Tuesday, March 22, 2016

Globalization Is A Question Of Values. Lack Thereof.

"Economists know the cost of everything and the value of nothing"

No other country in the entire world believes in *free trade* outside of the U.S., except the UK, which has seen commensurate extreme deindustrialization and the accompanying poverty. The world's largest economies after the U.S. - China, Japan, Germany, France, don't believe any such thing exists, because it's a corporate fabrication...

The real "gold" was always the ability and capacity to produce. Not the metal. The biggest mistake EconoDunces make is not valuing the source and sustainability of income and the accompanying economic multiplier...and of course the "distribution" of resulting wealth, or lack thereof. What did China want out of this "transaction?" They wanted productive capacity. And that's what they got, because that's what they valued, whereas we valued Cappuccinos. When economists said way back in the 1980s we were "transitioning" to a low productivity service-based economy, that is when the adults left the fucking building. Apparently they envisioned a world of $7/hour Chipotle assembly line workers, and no one questioned them on that "vision" of the future...

ZH: March 22, 2016
"Free Trade", Jobs, & Income. It's Not As Easy As We Think"
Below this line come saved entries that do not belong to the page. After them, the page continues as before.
PR #507, opened 2019-01-14
Add Find My Mates task

awesomebytes:


maximest-pierre:
The only thing I notice is that the explanation is not that clear of what the end goal is. It took me 5 reading of this task before having an understanding of what is the robot suppose to accomplish. A small modifications would be adding an example to make the whole thing clearer and more concise of what the robot must accomplish. Other than that the task is actually going to be hard and fun for teams :+1: .

awesomebytes:
@syedaraza Can you incorporate an example please?

We tried to keep it very short (and actually avoid examples to not 'force' people to solve the task in a specific way) but it does make sense if its not clear enough, sure!

tasks/FindMyMates.tex
```diff
@@ -0,0 +1,52 @@
+\section{Find My Mates [Party Host]}
+
+The robot starts in a room and waits for someone to approach it. The guest knows the name of other guests at the party but doesn’t know how these people look like and where the people are. The robot will gather this information for the guest.
+
+
+\subsection{Main Goal}
+The robot provides the location and unique description of 3 guests of the party as required by another guest.
+
+\noindent\textbf{Reward:} 750 points (250 points per guest).
```
kyordhel: Check if max can be 500 with option to raise it via bonuses. I would reduce it to 150pts per guest, providing only location.

tasks/FindMyMates.tex
```diff
@@ -0,0 +1,52 @@
+\section{Find My Mates [Party Host]}
+
+The robot starts in a room and waits for someone to approach it. The guest knows the name of other guests at the party but doesn’t know how these people look like and where the people are. The robot will gather this information for the guest.
```
kyordhel: I'd change it to this:

> The robots start in a predefined room waiting for an operator. The operator has only the list of guests but does not know them. The robot shall describe all the people in the list to the operator.

However, let's see if we can shrink it to a one-liner

tasks/FindMyMates.tex
```diff
@@ -0,0 +1,52 @@
...
+
+
+\subsection{Main Goal}
+The robot provides the location and unique description of 3 guests of the party as required by another guest.
```
kyordhel: This is more clear 
> The robot provides the location [and a comprehensive, unique description] of at least 3 party guests to the operator.

tasks/FindMyMates.tex
```diff
@@ -0,0 +1,52 @@
...
+	\item \textbf{People}: 5 people distributed around the house.
+\end{itemize}
+
+\subsection{Additional rules and remarks}
+\begin{enumerate}[nosep]
+	\item \textbf{Deus ex Machina:} Score reduction for requesting human assistance is applied per guest.
+
+	\item \textbf{Calling the operator for the final answer:} 50\% reduction if the robot does not go back autonomously to the operator to report the information.
+	
+	\item \textbf{Penalty:} If the robot talks to an empty room or does not clearly face a person or crowd when talking (e.g. speaks to a wall), -75 points of penalty.
```
kyordhel: Let's remove this

tasks/FindMyMates.tex
```diff
@@ -0,0 +1,52 @@
...
+	\item \textbf{Location}: The robot is in a predefined room at least one person that will approach it.
+
+	\item \textbf{People}: 5 people distributed around the house.
+\end{itemize}
+
+\subsection{Additional rules and remarks}
+\begin{enumerate}[nosep]
+	\item \textbf{Deus ex Machina:} Score reduction for requesting human assistance is applied per guest.
+
+	\item \textbf{Calling the operator for the final answer:} 50\% reduction if the robot does not go back autonomously to the operator to report the information.
```
kyordhel: Ambiguous

tasks/FindMyMates.tex
```diff
@@ -0,0 +1,52 @@
...
+
+\subsection{Bonus rewards}
+\begin{enumerate}[nosep]
+	\item Robot providing unique description of a person without having asked such information (75 points)
+\end{enumerate}
+
+
+\subsection{Setup}
+\begin{itemize}
+	\item \textbf{Location}: The robot is in a predefined room at least one person that will approach it.
```
kyordhel: Change to: ```This test takes place inside the arena in a predefined room (e.g. living room)```

tasks/FindMyMates.tex
```diff
@@ -0,0 +1,52 @@
...
+
+	\item \textbf{People}: 5 people distributed around the house.
```
kyordhel: Let's constrain it to just the living room

tasks/FindMyMates.tex
```diff
@@ -0,0 +1,52 @@
...
+\end{itemize}
+
+\subsection{Additional rules and remarks}
+\begin{enumerate}[nosep]
+	\item \textbf{Deus ex Machina:} Score reduction for requesting human assistance is applied per guest.
```
kyordhel: This must be extended as follows:
- -75pts if a person has to wave of call the robot in order to be found
- -75pts if a person has to tell the robot where is she sitting/standing
- -150pts if a person has to approach to the robot (e.g. walk and stand in front of it)

tasks/FindMyMates.tex
```diff
@@ -0,0 +1,52 @@
...
+\end{enumerate}
+
+
+\subsection{Referee instructions}
+
+The referees need to
+\begin{itemize}
+	\item Make sure there every person has a name.
+	\item Make sure people stay roughly in the same place.
+	\item Distribute the people in the rooms.
```
kyordhel: Yeah... Nope.

tasks/FindMyMates.tex
```diff
@@ -0,0 +1,52 @@
...
+\end{itemize}
+
+\subsection{OC instructions}
+
+2h before test:
+\begin{itemize}
+	\item Announce the location where the robot will be instructed.
```
kyordhel: Missing:
- Assign predefined names to the guests
- Announce predefined room in which test takes place

tasks/FindMyMates.tex
```diff
@@ -0,0 +1,52 @@
...
+
+
+\subsection{Main Goal}
+The robot provides the location and unique description of 3 guests of the party as required by another guest.
+
+\noindent\textbf{Reward:} 750 points (250 points per guest).
+
+\subsection{Bonus rewards}
+\begin{enumerate}[nosep]
+	\item Robot providing unique description of a person without having asked such information (75 points)
```
kyordhel: This reward is way too small for the complexity. Is easier to find a person than to describe her.

Consider the following:
- 50pts navigating back to the operator and provide requested information.
- 50pts for retrieving the list of guests (automatically scored if good ASR).
- 150pts for providing a a unique and comprehensive description of a guest (e.g. gender, clothing, skin, or hair color, pose, etc).

tasks/FindMyMates.tex
awesomebytes: In the meeting we said 750 points for the main goals and 250 for the bonuses for all tests...

tasks/FindMyMates.tex
awesomebytes: That sounds less mechanical, I like it.

tasks/FindMyMates.tex
awesomebytes: I'm alright with your proposed version. But the sentence "at least 3 party guests" makes me wonder if we can just give the bonus points for extra people given their location and unique description (after given the main goal ones, ofc).

tasks/FindMyMates.tex
awesomebytes: Ok.

tasks/FindMyMates.tex
awesomebytes: What?

tasks/FindMyMates.tex
awesomebytes: Aren't we providing points just for the Main goal achieved? This sounds to me like going back to scoring lots of little things.

awesomebytes:
> This test requires to be reworked. In fact, it can be split in two tests.
> 
> ### Option 1 (Who is who)
> As it is, is quite ambiguous whether the goal is locating people in the apartment or describe people. These are two different features quite challenging on their own, so I would separate. All proposed changes address _people description_ and not far-distance people finding. Hence the test is constrained to one room.
> 
> The robot would score 150pts for finding 3 people in a room (something robots haven't really mastered yet). There are also 50 points for delivering the report so, if completed, the task rounds up to 500pts. Optionally, for reaching the 1000pts there is a speech recognition component and a [semantic] person-identification component. Further, the robot might skip finding people at all (or bypass it by waving) and focus in feature identification and recognition to provide a description.
> 
> ### Option 2 (Who's there?)
> The test description and main goal must emphasize that the robot must find people in the apartment. Operator might say something like:
> 
> _tell me who else is in the apartment_
> 
> The robot then shall look for people over there (let's say there are 4: 2 standing, 2 sitting, 1 lying). In this case, I would grant 200 points per person found + 50 points per retrieved name. Optionally, the robot can find a third person that would grant 300pts + 100pts for retrieving the name and 100 extra points for returning with the operator and report all the names. The third person found grants more points due to speed (is very hard for a robot to find 3 people in the apartment in 5 minutes), so most teams will go just for finding the first two people and perhaps delivering the list.

I don't agree on splitting the test. Given one can use as much HRI as you want, the test should be very doable. If a team wants to implement the test by mostly using HRI but have score reduction on it. Cool. Maybe that can be an initial implementation and then keep building on it up until the point it is doable without the score reducing HRI.

tasks/FindMyMates.tex
kyordhel: There might be a fourth if there is enough time for outstanding performance.

tasks/FindMyMates.tex
kyordhel: For consistency depends on the focus. If you're finding people in the house, point 3 stays. Otherwise rules out.

tasks/FindMyMates.tex
kyordhel: For consistency with other tests, we want a test to be
- Main goal: ~500pts
- Bonus goals: ~500pts
- Maximum total score: **exactly 1000pts**

Main goal, as I understand the test, is to find a person. Additionally, the robot may get the person's description.
- If the robot fails to find a person, may ask the person to wave (score reduction)
- If the robot fails to find a person, may ask the person to stand in front (no points)
- Whether the robot found the person or not, the robot may ask the person for a description
- If the robot is fast enough, it can navigate back and deliver the person's location and description for points

Otherwise you'll have teams frustrated because the robot failed to either find the person, or get a description of her. If, on top, you look in the entire apartment, is too much for a Stage 1 test.

kyordhel:
Push the task to Stage 2 and I'm ok with it as is. For a Stage 1 test, I think you're asking too much from the robots, Specially Pepper.

@balkce @justinhart @johaq What do you think? Find 3 people in the entire arena and then provide location and description of each in less than 5 minutes.

balkce:
If the issue is the amount of persons, finding 2 out of 5 people seems doable in five minutes.

I propose to grant scoring per person found, with the main goal being finding the number of persons you think is doable (again, 2 seems fine), with bonuses given if the robot finds more. This way the team can decide to either find a person and come back to describe them, or find several and come back to describe them all.

tasks/FindMyMates.tex
syedaraza: For the main description we can have something like,

__Find My Mates [Party Host]__
The robot fetches the information of the party guests for the operator who knows only the names of the guests.

tasks/FindMyMates.tex
syedaraza: And the main goal can be more concise like this,

__Main Goal__
The robot reports to the operator the location and description of at least two party guests.

tasks/FindMyMates.tex
syedaraza: The test should have three more rules in addition to Deus ex Machina,

__Reporting without returning to the operator:__ 50\% reduction in points if reporting the retrieved information without returning to the operator.

This rule is a substitute to providing bonus points for navigating to the operator. If the robot is running out of time, it can tell the information without returning to the operator. This way the robot still gets the points for retrieving the info but with reduction. Also, it can get some points for information gathering if the navigation fails while returning to the operator.
	
__Description of a Person:__ The robot should provide at least three descriptions of a person which may include information about gender, clothing, skin, face, hair, pose, etc.

__Description of Location:__ Not sure how to describe the location if we suppose all the guests are in the same room. It needs to be discussed.

tasks/FindMyMates.tex
syedaraza: 'Calling the operator' can be replaced by 'reporting without returning to the operator' as defined above.

tasks/FindMyMates.tex
syedaraza: If all the guests are in the same room then how to describe the location of each guest? Should we drop the description of location?

tasks/FindMyMates.tex
syedaraza: And it would be convenient to limit the guests to 4. It will help in summing up the total score to 1000 pts (if we distribute 250 pts per guest).

tasks/FindMyMates.tex
syedaraza: Agree. But the last point should also mean that there will be no deduction if the robot requests to stand straight in front of it after finding a person.

syedaraza: For the sake of detecting the descriptors of a person

tasks/FindMyMates.tex
syedaraza: The second point can be like,

* Make sure people stay at the designated place.

Then the third point becomes redundant.

tasks/FindMyMates.tex
syedaraza: Should also have,

* Assign predefined location to each person.

If we want the robot to report the location too.

Also, OC should announce the list of names. This way the robot will know the list of names before the test starts which will save time to achieve the main goal.

tasks/FindMyMates.tex
syedaraza: A simple and clear rewarding scheme can be like, 

__Rewards__ _500 points (100 pts for location and 150 pts for description per guest)._

__bonus rewards__ _For retrieving information about each additional guest there will be 100 points for location and 150 pts for description. A total of 500 bonus pts._

However, if we drop the reporting of location then will it be justified to give away 250 pts just for the description?

tasks/FindMyMates.tex
kyordhel: That's definitively a No-Go from all perspectives. Wherever the robot is looking for people, the people shall not have assigned a predefined location. Even less two hours before the test. We don't know which volunteers we can rely on and for how long. Further, people must be swapped to prevent cheating.

Regarding the list of names, that's published during setup days. It's in General Rules

tasks/FindMyMates.tex
kyordhel: This is getting way too complex.

- **Reporting:** Only scored if the robot goes back and delivers the report in time. Otherwise it makes no sense.
- **Description of a person:** No *at least*. If there is a single bald person and the robot is smart enough to say: John is the bald guy in the living room, one descriptor suffices. If, on the other hand, I've 2 tall, Caucasian, bearded, orange-and-black dressed guys, the robot may also need to report that Max is wearing slippers and Loy has baby face.
- **Description location:** Sammy is the pale guy sitting in the coach. Anna is the bearded dude standing next to the lamp. I see no problem there.

tasks/FindMyMates.tex
kyordhel: We need to be careful with the main goal. If we include the report, points can only be scored if the robot delivers the actual report.

tasks/FindMyMates.tex
kyordhel: I rather focus in giving points based on how hard is to accomplish a task, then round to sum.

Yet again I think that a reward of 100 points for finding a person in the whole apartment is scarce. I'd say the same for a semantically meaningful description of the people (i.e. listing descriptors is **not** a valid approach).

johaq:
I'm also ok with it since it is a hard challenge pushing teams to get better to fully solve this task but it also allows to be partially solved and successful if a team is not quite there yet i.e. only find and describe one person as @balkce mentioned.

tasks/FindMyMates.tex
syedaraza: 100 points are for finding the guests in the same room.

syedaraza: Assuming that finding the third person will be very challenging in 5 mins, we can give bonus of 300 pts for description and 200 pts for location for reporting the third guest.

Yes it is. It's much easier than we think. The problem is we "think" too much and value too little. There is much to agree with in this rambling essay about reserve currencies, trade, exporting dollars etc. Except the conclusion. In the end, there is vast inequality, and the reason why is not difficult to understand. 

Triffin's Paradox: "If you have a generation lazy enough, they'll print money instead of making things"
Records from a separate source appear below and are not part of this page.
Issue #492, opened 2018-11-05
Clean Up [restructured][draft]


moriarty:
## Main Goal

There are no items, clutter or garbage where it doesn't belong

## Setup

There are items where they don't belong.

For example: Toys on the floor, Homework on the diner table, clothing on the bedroom floor, take-out boxes on the kitchen counter.

kyordhel:
@johaq Some comments:
1. *Clean up* test is tradition since 2009! We shouldn't change it!
2. We have the "leaving the arena" bonus to promote a quick execution (extra points if you're fast) and to avoid people entering the arena to pick up the robot, which is logistically a nightmare.
3. Just make sure:
  - Main goal: ~500pts
  - Bonus goals: ~500pts
  - Sum: *exactly 1000pts*
4. Agreed. Consider those numbers are to keep fairness and to help OC setting up the task, so maybe setting a range would be better.
5. Decoration is out of robot's reach. Unknown objects are _garbage_. Robot must be smart enough to deal with it. It wasn't a problem in 2009, shouldn't be a problem today.
6. Thanks

johaq:
1. Fair enough. I'll change it back.
2. Ok. I'd say bonus for quick execution is you get to more objects. I can add it back but I would give it less points. If we add it back I'd also think we should clarify that the points are only available if the robot successfully carried away x objects. Otherwise we get teams going inside the arena, stating I cannot grasp, leaving the arena, and then wanting the bonus points.
3. I was not aware that was the standard.
4. I like the flexibility so the referees can decide at the competition how they want to handle things and maybe up the ante over the years without needing to change numbers in the rulebook.
5. Ok, I think the description should then clearly state that these objects are garbage i.e. candy wrappers.

I'll update my pull request accordingly tomorrow.

johaq:
4. "Hey this year this task is new, lets go for 4 known and only one unknown for every team." - "Last year went well, lets put more unknowns and alike." 
I think referees can just quickly discuss this at each competition to have it fair and consistent for each team.

johaq:
I updated my pull request. Thanks for the feedback!

kyordhel:
Bump. Check #517

PR #517, opened 2019-01-16
Clean Up

johaq:
#492


johaq:
Seems like that file needs a complete update as it still contains old tests. I'll update it in a separate pull request so we can add to it when new score sheets become available since as far as I can see some tasks still need theirs.

kyordhel:
Ok. Just be sure to add the test and generate the scoresheets file to check how it looks. Sometimes items need rewording due to aesthetic and space constrains.

scoresheets/CleanUp.tex
```diff
@@ -0,0 +1,25 @@
...
+The maximum time for this test is 5 minutes.
+
+\begin{scorelist}
+	\scoreheading{Main Goal}
+	\scoreitem[5]{100}{Place an object at the appropriate location}
+	\penaltyitem[5]{-30}{Receiving human help (telling where an object can be found)}
+	\penaltyitem[5]{-40}{Receiving human help (pointing out object to be moved)}
+	\penaltyitem[5]{-20}{Receiving human help (Guiding the robot near an object to be moved)}
+	\penaltyitem[5]{-30}{Receiving human help (telling robot which category an object is or where to place it)}
+	\penaltyitem[5]{-60}{Receiving human help (physically interacting with object)}
```
kyordhel: I'm dubious about this last point. If a human operator moves the object and places it in the right spot, it might well cause a 100pts reduction (net to zero)

tasks/CleanUp.tex
```diff
@@ -1,67 +1,71 @@
...
-The robot has to clean the room from the house it has been told to clean up.
+The robot has to tidy up a room inside the arena.
 
 % \subsection{Focus}
 % This test focuses on object perception, manipulation, and planning.
 
 \subsection{Main Goal}
-Upon entrance, the robot requests the operator which room shall be cleaned.
-All misplaced known objects found in this room must be taken to their predefined locations and unknown objects thrown to the trash bin.
+Inside one room in the arena are some misplaced objects. The robot has to find each one and bring them to their predefined locations. Unknown objects have to be thrown into the bin. Near the arena entrance will be an operator who can tell the robot which room is messy and will open the entrance door if the robot requests it.
```
kyordhel: - There are some misplaced objects in one of the arena's rooms.
- Unknown objects are thrown to the bin

@justinhart  maybe you can give later a buff

scoresheets/CleanUp.tex
```diff
@@ -0,0 +1,25 @@
...
+
+	\scoreheading{Bonus rewards}
+	\scoreitem{200}{Opening entrance door without human help}
+	\scoreitem{150}{Moving a \emph{tiny} object}
+	\scoreitem{150}{Moving a \emph{heavy} object}
```
moriarty: whoever is running the test will also need to check that not only the number of objects in total is the same for all teams, but also that the number of `tiny` and `heavy` objects are the same for all teams.

scoresheets/CleanUp.tex
moriarty: Yes, I think the distribution penalties is odd.

If I point from across my living-room from the sofa, towards my desk, and say `tidy up that crap` and the robot does it and I haven't gotten off the sofa, then I think it's okay. Same with me saying `go clean up the kids toys from the spare bedroom` and again, I haven't gotten off the sofa, then I again think it's okay.

But they're all high, which means the teams are really pushed to solving the whole task as is so I think that is good.

kyordhel:
@johaq We discussed yesterday the object numbering in the meeting. We came out with the following decision:

- To keep consistency between local (open) tournaments and the Worldcup, we need to specify a range of objects (e.g. 5-10).
- It's up to robots to interact with available objects or not.
- The number of objects available can never be smaller than the number of objects to be scored.
- The number of objects to be scored is already in the scoresheet and so tests are balanced. There might be variation in the number of present objects but all teams in all leagues shall be evaluated the same. Hence this number remains fixed.

Same as with Storing Groceries, there will be more objects to clean than points, so the robot chooses what to pick and what not to. 

Please do the pertinent corrections so we can merge.

scoresheets/CleanUp.tex
kyordhel: Let's leave the scoring at criteria of the referee. If a human solved the task, no points. If the human mostly solved the task but the robot somehow helped, it will score.

tasks/CleanUp.tex
```diff
@@ -1,67 +1,71 @@
...
 	\begin{itemize}[nosep]
-		\item\textit{Known objects}: Any two regular and two alike objects.
-		\item\textit{Unknown objects}: One unknown object at grasping distance (i.e. no decorations).
+		\item\textit{Known objects}: Regular and alike objects.
+		\item\textit{Unknown objects}: Garbage lying around at grasping distance.
 	\end{itemize}
 \end{itemize}
 
-\subsection{Additional rules and remarks}
+\subsection{Additional Rules and Remarks}
```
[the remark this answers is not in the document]
kyordhel: Yes. They are. Is harsh, but you're still scoring.
The idea is foster autonomy.

johaq:
Added back object ranges in description.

Good to know. Except the U.S. didn't run secular trade deficits until 1980, so there's no paradox, there are just apologists for stupidity. In 1980 the U.S. was the world's largest creditor nation. By 1990, the U.S. was the world's largest debtor nation. 

In the days of old, nation states ran trade surpluses to accumulate gold reserves. This was as I've said many times, the well known policy of export Mercantilism. Then the enlightened *free trade* Ricardian comparative advantage believers abandoned Mercantilism, but unfortunately not everyone was along for the ride aka. China, Japan, the entire "developing" world. They viewed the global economy as a zero sum game, and corporations were more than happy to accommodate with 10x amplified profits.  

At this stage, in the age of fiat (unlimited) reserve currencies aka. the dollar, the *real* gold isn't the metal, it's the factories and production. It's intellectual property, management capability, engineering expertise. It's not an inert metal.

Until everyone understands that fact, there will be financial, intellectual, and moral bankruptcy enough for all. Central Banks are not the problem, they are a symptom of the problem. They don't create deflation, they merely monetize the output gap, which at present is at 30 year wides, globally. They don't "lower interest rates", they follow the CPI around like trained chimps. After all, Monetarists themselves tell us that inflation is always and everywhere a monetary phenomenon. Only IF the money enters the real economy. Otherwise, it's just chips at the casino. 

None of this is the least bit complicated, except for those who have a goal to obscure the real reason this is all happening aka. corporate profits. And those who don't value what has just been lost.